We built an API that pulled usage information from our clusters. It assigned an estimated cost to a namespace based on the CPU and memory requests of that namespace. We used labels indicating namespace to find the total cost of the cluster to understand what the relative cost of a namespace would be. All of this data was then sent to a tool called Grafana. We roughly showed the same thing as we did in Data Studio - you can see the total namespace costs, per environment, and over time.

At this point, we were capturing most of our compute engine costs - we were able break down our instance costs - but we were still missing other cost breakdowns, such as networking charges or bucket costs, cloud sql instances, and more. We were also building this data flow off a single project - so we also needed to address the one-off projects or proof-of-concepts that were also in Google Cloud. At this point, teams know how much they’re spending, but we really had no way of showing them where they were inefficiently using resources.

In July of 2018, we migrated other applications and had a chance to change the way we did things. Each application received their own test and production projects, that connected to other service and host projects via Service Accounts.

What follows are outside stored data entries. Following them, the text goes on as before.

Issue #705, opened 2017-09-08
L244.building_det


bpbond:
This is a _very_ big chunk of code.

Aaron, Haewon @d3y419 has this tentatively assigned to you. A big lift; OK?

d3y419:
now that aaron's off commission for a while, i'll need to borrow @russellhz for this monster chunk!

bpbond:
OK @gokuliyer @russellhz ?

gokuliyer:
Fine by me. This will set up Russel for the (monster)^3 in GCAM-USA :)

PR #791, opened 2017-10-23
Russell l244.building det

russellhz:
#705 
I think this is fully completed. Not 100% if I did the batch files correctly


R/zchunk_L244.building_det.R
```diff
@@ -0,0 +1,1044 @@
...
+             "L244.Intgains_scalar",
+             "L244.ShellConductance_bld",
+             "L244.Supplysector_bld",
+             "L244.FinalEnergyKeyword_bld",
+             "L244.SubsectorShrwt_bld", # if exists
+             "L244.SubsectorShrwtFllt_bld", # if exists
+             "L244.SubsectorInterp_bld", # if exists
+             "L244.SubsectorInterpTo_bld", # if exists
+             "L244.SubsectorLogit_bld",
+             "L244.FuelPrefElast_bld", # units
```
bpbond: What do these `units` comments mean?

R/zchunk_L244.building_det.R
```diff
@@ -0,0 +1,1044 @@
...
+
+    L244.Satiation_flsp <- write_to_all_regions(A44.gcam_consumer, c("region", "gcam.consumer", "nodeInput", "building.node.input"), # replace with LEVEL2_DATA_NAMES[["BldNodes]]
+                                                GCAM_region_names = GCAM_region_names) %>%
+      # Match in the region class, and use this to then match in the satiation floorspace
+      left_join_error_no_match(A_regions %>% select(region, region.class),
+                               by = "region") %>%
+      left_join_error_no_match(L244.Satiation_flsp_class, by = c("region.class", "gcam.consumer" = "sector")) %>%
+      select(LEVEL2_DATA_NAMES[["Satiation_flsp"]])
+
+    # Satiation adder - Required for shaping the future floorspace growth trajectories in each region
```
bpbond: Should this ("Satiation adder") be defined more clearly?

R/zchunk_L244.building_det.R
```diff
@@ -0,0 +1,1044 @@
...
+    # So instead, we will take floorspace for maximum year
+    Floorspace_timeshift_pass <- L244.Floorspace %>%
+      filter(year == max(L244.Floorspace$year)) %>%
+      select(-year)
+
+    # Match in the per-capita GDP, total floorspace, and population (for calculating per-capita floorspace)
+    L244.SatiationAdder <- L244.Satiation_flsp %>%
+      left_join_keep_first_only(L102.pcgdp_thous90USD_Scen_R_Y %>%
+                                  filter(year == energy.SATIATION_YEAR), by = "region") %>%
+      # timeshift error here
```
bpbond: still?

R/zchunk_L244.building_det.R
```diff
@@ -0,0 +1,1044 @@
...
+      left_join_error_no_match(Floorspace_timeshift_pass, by = c("region", "gcam.consumer", "nodeInput", "building.node.input")) %>%
+      left_join_error_no_match(L101.Pop_thous_R_Yh, by = c("region", "year", "GCAM_region_ID")) %>%
+      mutate(pcFlsp_mm2 = base.building.size / pop_thous,
+             # We now have all of the data required for calculating the satiation adder in each region
+             satiation.adder = round(satiation.level - exp(log(2) * pcGDP_thous90USD / energy.GDP_MID_SATIATION) *
```
bpbond: An explanatory comment would probably be good here--e.g. what's the `log` calculating?

R/zchunk_L244.building_det.R
```diff
@@ -0,0 +1,1044 @@
...
+    # Generic services: read these values to all regions because they're all the same
+    L244.GenericServiceSatiation <- L244.ServiceSatiation_USA %>%
+      filter(building.service.input %in% generic_services) %>%
+      select(-region, -GCAM_region_ID, -year, -value) %>%
+      distinct() %>%
+      write_to_all_regions(LEVEL2_DATA_NAMES[["GenericServiceSatiation"]], GCAM_region_names = GCAM_region_names)
+
+    # This is bad. Need to match in the floorspace into the base service table, divide to calculate the service demand
+    # per unit floorspace in the final calibration year. This (increased slightly) is then the minimum satiation level that needs to be read in.
+    # TODO: fix the bad code in the model. need a flexible building service function
```
bpbond: Is this your TODO, or Page's?

R/zchunk_L244.building_det.R
```diff
@@ -0,0 +1,1044 @@
...
+    L244.BS <- L244.GenericBaseService %>%
+      left_join_error_no_match(L244.Floorspace, by = c(c("region", "gcam.consumer", "nodeInput", "building.node.input"), "year")) %>% # LEVEL2_DATA_NAMES[["BldNodes"]]
```
bpbond: Why nested `c()`?

R/zchunk_L244.building_det.R
```diff
@@ -0,0 +1,1044 @@
...
+      mutate(service.per.flsp = base.service / base.building.size) %>%
+      filter(year == max(BASE_YEARS)) %>%
+      select(c("region", "gcam.consumer", "nodeInput", "building.node.input"), building.service.input, service.per.flsp) # LEVEL2_DATA_NAMES[["BldNodes"]]
```
bpbond: What's the comment signify here?

R/zchunk_L244.building_det.R
```diff
@@ -0,0 +1,1044 @@
...
+      rename(thermal.building.service.input = building.service.input) %>%
+      # Thermal service satiation is modified in each region according to the HDD/CDD ratio to the USA in a given year
+      mutate(variable = if_else(thermal.building.service.input %in% heating_services, "HDD", "CDD")) %>%
+      left_join_error_no_match(L244.HDDCDD_normal_R_Y, by = c("region", "variable")) %>%
+      group_by(gcam.consumer, variable) %>%
+      mutate(satiation.level = round(satiation.level * degree.days / degree.days[region == "USA"], digits = energy.DIGITS_CALOUTPUT)) %>%
+      ungroup()
+
+    # This part here is bad. The service satiation in the final cal year can not be lower than the observed demand, so need to use pmax to set a floor on the quantity
+    # TODO: fix model code.
```
bpbond: Again...should this TODO be an issue? Is it from original d.s.?

R/zchunk_L244.building_det.R
```diff
@@ -0,0 +1,1044 @@
...
+
+    if(exists("L244.SubsectorShrwt_bld")) {
+      L244.SubsectorShrwt_bld %>%
+        add_title("Subsector shareweights for building sector") %>%
+        add_units("Unitless") %>%
+        add_comments("A44.subsector_shrwt written to all regions") %>%
+        add_legacy_name("L244.SubsectorShrwt_bld") %>%
+        add_precursors("energy/A44.subsector_shrwt", "common/GCAM_region_names", "L144.end_use_eff")  ->
+        L244.SubsectorShrwt_bld
+    }else{
```
bpbond: Here and throughout, `} else {` please

R/zchunk_batch_building_SSP.xml.R
```diff
@@ -0,0 +1,85 @@
...
+
+    all_data <- list(...)[[1]]
+
+    for (i in SSP_NUMS){
+      # Names of inputs and outputs
+      Satiation_flsp <- paste0("L244.Satiation_flsp_SSP", i)
+      SatiationAdder <- paste0("L244.SatiationAdder_SSP", i)
+      GenericServiceSatiation <- paste0("L244.GenericServiceSatiation_SSP", i)
+      # SSP2 is unique, doesn't have fuelprefelast or deletethermalservice
+      if (i != 2){
```
bpbond: ?

R/zchunk_L244.building_det.R
russellhz: Maybe, but I would need @pkyle to help with that

R/zchunk_L244.building_det.R
russellhz: This is and below are both Page's. Should we keep them?

R/zchunk_batch_building_SSP.xml.R
russellhz: SSP2 uses less files than the other SSPs (because they are all changing from the default)

R/zchunk_L244.building_det.R
bpbond: Let's move them into issues please, referencing file and line numbers.

pkyle: No need to repeat that text exactly in any code or issues; basically what's going on here is we have to jump through a bunch of hoops on the data side to make up for inflexible functional forms in the model. That said, developing new equations describing the buildings sector and re-coding the thing is probably not going to be a priority in the next few years. Dunno if it's worth an issue on github, Jira, or neither.

bpbond: You call I guess @pkyle - but if in doubt, please do capture in an issue. @russellhz - let's delete the TODO text from the code please.

R/zchunk_L244.building_det.R
pkyle: The satiation adder allows the starting (final calibration year) position of any region and sector to be set along the satiation demand function. It was initially intended to be a non-zero, positive "subsistence" requirement (so that as GDP approaches 0, floorspace per capita doesn't do the same). In its current usage, it is calculated so that the mid-point of the floorspace satiation demand function to an exogenous level of per-capita GDP. And it is negative in a number of regions.
The unit is the same as per-capita floorspace - million square meters per person (unconverted from the model's units of billion square meters and thousand persons). So, it has a physical unit but not a physical meaning!

R/constants.R
```diff
@@ -275,8 +275,18 @@ energy.DIGITS_COEFFICIENT <- 7
...
+energy.DIGITS_SATIATION_ADDER <- 9
+energy.DIGITS_HDDCDD <- 0
 energy.DIGITS_CAPACITY_FACTOR <- 2
 
+energy.SATIATION_YEAR <- 2010
+energy.GDP_MID_SATIATION <- 10.5
+energy.FLOOR_TO_SURFACE_RATIO <- 5.5
+
+energy.INTERNALGAINSSCALAR_USA_H <- -930
+energy.INTERNALGAINSSCALAR_USA_C <- 350
```
kvcalvin: could you put an `_` between words here?

R/zchunk_L244.building_det.R
```diff
@@ -0,0 +1,1040 @@
...
+    L244.DemandFunction_serv <- write_to_all_regions(A44.demandFn_serv, LEVEL2_DATA_NAMES[["DemandFunction_serv"]],
+                                                     GCAM_region_names = GCAM_region_names)
+    L244.DemandFunction_flsp <- write_to_all_regions(A44.demandFn_flsp, LEVEL2_DATA_NAMES[["DemandFunction_flsp"]],
+                                                     GCAM_region_names = GCAM_region_names)
+
+    # Floorspace demand satiation
+    # L244.Satiation_flsp: Satiation levels assumed for floorspace
+    L244.Satiation_flsp_class <- A44.satiation_flsp %>%
+      gather(sector, value, resid, comm) %>%
+      mutate(satiation.level = value * CONV_THOUS_BIL) %>%
```
kvcalvin: What unit is this in before and after the conversion?

R/zchunk_L244.building_det.R
```diff
@@ -0,0 +1,1040 @@
...
+    # L244.SatiationAdder: Satiation adders in floorspace demand function
+    # First, prepare socioeconomics tables by adding region names
+    L102.pcgdp_thous90USD_Scen_R_Y <- L102.pcgdp_thous90USD_Scen_R_Y %>%
+      left_join_error_no_match(GCAM_region_names, by = "GCAM_region_ID") %>%
+      rename(pcGDP_thous90USD = value)
+    L101.Pop_thous_R_Yh <- L101.Pop_thous_R_Yh %>%
+      left_join_error_no_match(GCAM_region_names, by = "GCAM_region_ID") %>%
+      rename(pop_thous = value)
+
+    # In order to pass timeshift, we need floorspace for energy satiation year, which we don't have
```
kvcalvin: What is the energy satiation year? And, why don't we have data? Is the maximum year a reasonable default?

R/zchunk_L244.building_det.R
kvcalvin: Yeah, any sort of information about what is going on here would be helpful.

R/zchunk_L244.building_det.R
```diff
@@ -0,0 +1,1040 @@
...
+    # Separate thermal and generic services into separate tibbles
+    L244.GenericBaseService <- L244.base_service %>%
+      filter(building.service.input %in% generic_services)
+
+    L244.ThermalBaseService <- L244.base_service %>%
+      filter(building.service.input %in% thermal_services) %>%
+      rename(thermal.building.service.input = building.service.input)
+
+    # L244.HDDCDD: Heating and cooling degree days by scenario
+    L244.all_sres_gcm <- unique(L143.HDDCDD_scen_R_Y[c("SRES", "GCM")]) # These HDD/CDD scenarios are pretty old, should be updated eventually
```
kvcalvin: Maybe open an issue about updating HDD/CDD scenarios

R/zchunk_L244.building_det.R
```diff
@@ -0,0 +1,1040 @@
...
+
+    L244.HDDCDD_scen_R_Y <- L143.HDDCDD_scen_R_Y %>%
+      left_join_error_no_match(GCAM_region_names, by = "GCAM_region_ID")
+
+    # Let's make a climate normal for each region, using a selected interval of years
```
kvcalvin: "climate normal" seems odd. Is this a no climate change file? If so, maybe say that.

R/zchunk_L244.building_det.R
```diff
@@ -0,0 +1,1040 @@
...
+    L144.flsp_bm2_R_res_Yh <- L144.flsp_bm2_R_res_Yh %>%
+      mutate(gcam.consumer = A44.gcam_consumer$gcam.consumer[grepl("res", A44.gcam_consumer$gcam.consumer)]) %>%
+      left_join_error_no_match(GCAM_region_names, by = "GCAM_region_ID")
+
+    L144.flsp_bm2_R_comm_Yh <- L144.flsp_bm2_R_comm_Yh %>%
+      mutate(gcam.consumer = A44.gcam_consumer$gcam.consumer[grepl("com", A44.gcam_consumer$gcam.consumer)]) %>%
+      left_join_error_no_match(GCAM_region_names, by = "GCAM_region_ID")
+
+    L244.flsp_bm2_R <- bind_rows(L144.flsp_bm2_R_res_Yh, L144.flsp_bm2_R_comm_Yh) %>%
+      # Again, used to be energy.SATIATION_YEAR, changed to pass timeshift test
```
kvcalvin: Again, is this a good assumption? How much does this differ across years?

R/zchunk_L244.building_det.R
```diff
@@ -0,0 +1,1040 @@
...
+      select(-multiplier)
+
+    # Generic services: read these values to all regions because they're all the same
+    L244.GenericServiceSatiation <- L244.ServiceSatiation_USA %>%
+      filter(building.service.input %in% generic_services) %>%
+      select(-region, -GCAM_region_ID, -year, -value) %>%
+      distinct() %>%
+      write_to_all_regions(LEVEL2_DATA_NAMES[["GenericServiceSatiation"]], GCAM_region_names = GCAM_region_names)
+
+    # This is bad. Need to match in the floorspace into the base service table, divide to calculate the service demand
```
kvcalvin: "This is bad."? Does this mean that the calculation is complicated? Or wrong? Maybe clean up the comment and open issues as appropriate.

R/zchunk_L244.building_det.R
```diff
@@ -0,0 +1,1040 @@
...
+      mutate(satiation.level = round(value[year == max(HISTORICAL_YEARS)] * multiplier / floorspace_bm2, energy.DIGITS_CALOUTPUT)) %>%
+      ungroup()
+
+    # Generic services: read these values to all regions because they're all the same
+    L244.GenericServiceSatiation_SSPs <- L244.ServiceSatiation_USA_SSPs %>%
+      select(LEVEL2_DATA_NAMES[["GenericServiceSatiation"]], SSP, -region) %>%
+      distinct() %>%
+      write_to_all_regions(c(LEVEL2_DATA_NAMES[["GenericServiceSatiation"]], "SSP"), GCAM_region_names = GCAM_region_names)
+
+    # This is bad. Need to match in the floorspace into the base service table, divide to calculate the service demand
```
kvcalvin: Same comment as above.

R/zchunk_L244.building_det.R
```diff
@@ -0,0 +1,1040 @@
...
+      write_to_all_regions(LEVEL2_DATA_NAMES[["GenericServiceSatiation"]], GCAM_region_names = GCAM_region_names) %>%
+      rename(thermal.building.service.input = building.service.input) %>%
+      # Thermal service satiation is modified in each region according to the HDD/CDD ratio to the USA in a given year
+      mutate(variable = if_else(thermal.building.service.input %in% heating_services, "HDD", "CDD")) %>%
+      left_join_error_no_match(L244.HDDCDD_normal_R_Y, by = c("region", "variable")) %>%
+      group_by(gcam.consumer, variable) %>%
+      mutate(satiation.level = round(satiation.level * degree.days / degree.days[region == "USA"], digits = energy.DIGITS_CALOUTPUT)) %>%
+      ungroup()
+
+    # This part here is bad. The service satiation in the final cal year can not be lower than the observed demand, so need to use pmax to set a floor on the quantity
```
kvcalvin: Same as above.

R/zchunk_L244.building_det.R
```diff
@@ -0,0 +1,1040 @@
...
+      filter(base.service == 0) %>%
+      select(-base.service) %>%
+      mutate(supplysector = building.service.input)
+
+
+
+    # ===================================================
+    # Produce outputs
+    L244.SubregionalShares %>%
+      add_title("Subregional population and income shares") %>%
```
kvcalvin: What are the subregions? And why are the shares all set to 1?

pkyle: This is for disaggregating the buildings sector into components that follow their own gdp and population pathways (implemented as multipliers on the whole-region pop and gdp). E.g., for urban/rural, or for South/North, without having to create new model regions. Its usage pre-dates the capability to have inter-regional trade of secondary goods, so the parameters are likely obsolete now. Still I suspect (and feel free to check me on this) that it doesn't have an assigned default value, or the default is zero, so it is required to be read in to XML.

R/zchunk_L244.building_det.R
pkyle: The text of that comment doesn't need to be copied! What I meant was, having to jump through all of these hoops is bad. These are adjustments to the input data that are required in order to cover for functional forms in the model that are not capable of handling heterogeneity, and would cause the model to crash out.

russellhz: All of the "this is bad" comments are from the old data system (along with some more colorful language that I deleted). I can delete them. Here is what Page said about something similar "basically what's going on here is we have to jump through a bunch of hoops on the data side to make up for inflexible functional forms in the model. That said, developing new equations describing the buildings sector and re-coding the thing is probably not going to be a priority in the next few years. Dunno if it's worth an issue on github, Jira, or neither."

R/zchunk_L244.building_det.R
pkyle: Climate normal = average climatic conditions in historical years. This is calculated from climate model output tho; at the time we didn't have any re-analysis data available, and when we did get that, it didn't connect at all with the climate model outputs. E.g. historical HDD of Colombia was about 1000 in this climate model, and was <10 in the re-analysis data. We never committed the re-analysis data to the core model.

R/zchunk_L244.building_det.R
pkyle: See my comment above--this is just reverse engineering the building satiation equation in the C++ code so that the satiation function (i.e., the fraction of the assumed satiation level as a function of per-capita GDP in any time period) passes through the calibration year's data point, and will hit 50% of the assumed satiation level at energy.GDP_MID_SATIATION (currently $10,500 per capita in 1990$). Obvi this could have been easier if we just read in the energy.GDP_MID_SATIATION instead!

R/zchunk_L244.building_det.R
russellhz: `energy.SATIATION_YEAR` is just a constant. The issue is not having the data during the time shift because `energy.SATIATION_YEAR` is greater than the historical year under time shift conditions. I will clarify the comment.

R/zchunk_L244.building_det.R
russellhz: #803

R/zchunk_L244.building_det.R
kvcalvin: Can we call it "historical" or "average" or "contemporary"? "normal" seems abnormal to me.

pkyle: Uh, obvi this isn't super important but "climate normal" is the technical term. E.g., https://www.ncdc.noaa.gov/data-access/land-based-station-data/land-based-datasets/climate-normals

kvcalvin: Had no idea. I guess it is fine then.

R/zchunk_L244.building_det.R
pkyle: Before: square meters per person. After: million square meters per person. Inconvenient, but it falls out of the model's units for population (thousands) and floorspace (billion m2)

bpbond:

bpbond:
@russellhz Since merging latest `master` this is now throwing errors:

```
Warnings -----------------------------------------------------------------------
1. matches old data system output (@test_oldnew.R#75) - number of columns of result is not a multiple of vector length (arg 1)

2. matches old data system output (@test_oldnew.R#75) - 4 parsing failures.
row # A tibble: 4 x 5 col     row         col               expected actual expected   <int>       <chr>                  <chr>  <chr> actual 1  2380 degree.days no trailing characters     e3 file 2  2424 degree.days no trailing characters     e3 row 3  2584 degree.days no trailing characters     e3 col 4  2628 degree.days no trailing characters     e3 expected # ... with 1 more variables: file <chr>

3. matches old data system output (@test_oldnew.R#75) - number of columns of result is not a multiple of vector length (arg 1)

4. matches old data system output (@test_oldnew.R#75) - 2 parsing failures.
row # A tibble: 2 x 5 col     row         col               expected actual expected   <int>       <chr>                  <chr>  <chr> actual 1  1764 degree.days no trailing characters     e3 file 2  1808 degree.days no trailing characters     e3 row # ... with 1 more variables: file <chr>

Failed -------------------------------------------------------------------------
1. Failure: matches old data system output (@test_oldnew.R#145) ----------------
Rows in x but not y: 1214, 1278, 412, 476. Rows in y but not x: 2628, 2584, 2424, 2380. 
L244.HDDCDD_A2_CCSM3x.csv doesn't match

2. Failure: matches old data system output (@test_oldnew.R#145) ----------------
Rows in x but not y: 469, 405. Rows in y but not x: 1808, 1764. 
L244.HDDCDD_constdd_no_GCM.csv doesn't match
```
If you get a chance, please take a look, otherwise I will try to do so tomorrow. Thanks.

russellhz:
was googling for the issue, seems you and Robert have already encountered it

[https://github.com/tidyverse/readr/issues/645](url)

Basically, I end up rounding the degree days to `energy.DIGITS_HDDCDD`, which happens to be 0. Then 1000 gets converted to 1e3 and 3000 gets converted to 3e3. 

I added `FLAG_PROTECT_FLOAT`, which I think was your solution

bpbond:
🎃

Here were some of the benefits:

  • The platform components that we deploy are isolated and in their own project. We now get the same benefits that the app teams get. And we all get project level IAM for access.
  • App teams can consume Google specific services and their usage will be attached to that project. Load balancer logs? Doesn’t matter that they can’t be tagged. Everything in the project belongs to the app.
  • Quota management! So. Much. Better. We’re sure Google appreciated the cessation of our constant quota increase requests.

There’s still a problem, though. Each app team could be putting more than one application in a project. This is where we needed better application identification. We needed some sort of fingerprint.

Introducing the Configuration Item ID or “CI”: an 8-digit, unique number across all of Target’s business units. CIs are a Target identifier. They are our lowest common denominator. What if we could apply them to everything deployed to GCP?

Great idea, right? It’s not a new one either, but it’s only part of the solution. How do you enforce the presence of a CI wherever possible? If an application team has no reason to want to voluntarily label their resources, how can we leverage the tech to do it for us? How do we enforce data consistency? How can we ensure complete coverage of all resources at GCP?

Hello Cloud Functions! This sanitizes and standardizes the data as their instances launch, and it also applies labels to instances so we can account for these resources in our billing. But we have a problem when teams don’t supply a CI at all. If we really cared to, we could let the functions prevent instances from ever spinning up in the first place, but if our goal is to make it easy for app teams to easily consume infrastructure, that seems extreme.

Hello Forseti! It’s pitched as a security tool, but it’s really just about finding deviations from a desired standard. We run reports to identify things that can have labels but don’t. Notification is manual for now, but there’s a future possibility of identifying an owner of the application and notifying them automatically. Now we can use CIs across all of our compute infrastructure and it’s applied upon deployment.

So, what’s next? We hadn’t yet come up with a way to show costs for applications in our own data centers. Instead we focused on things like utilization and allocation of our compute resources. But if you think about finding waste or inefficiencies, you can’t do that with the reports that we provided in GCP. We started building a single, explorable dashboard that teams with resourced deployed across all our platforms can use, that will help them make better decisions – it includes cost information, utilization and allocation, all by configuration item. By combining all of this information, teams can see where the ‘waste’ is - they are able to identify where they can improve efficiency, and ultimately lower their operating costs.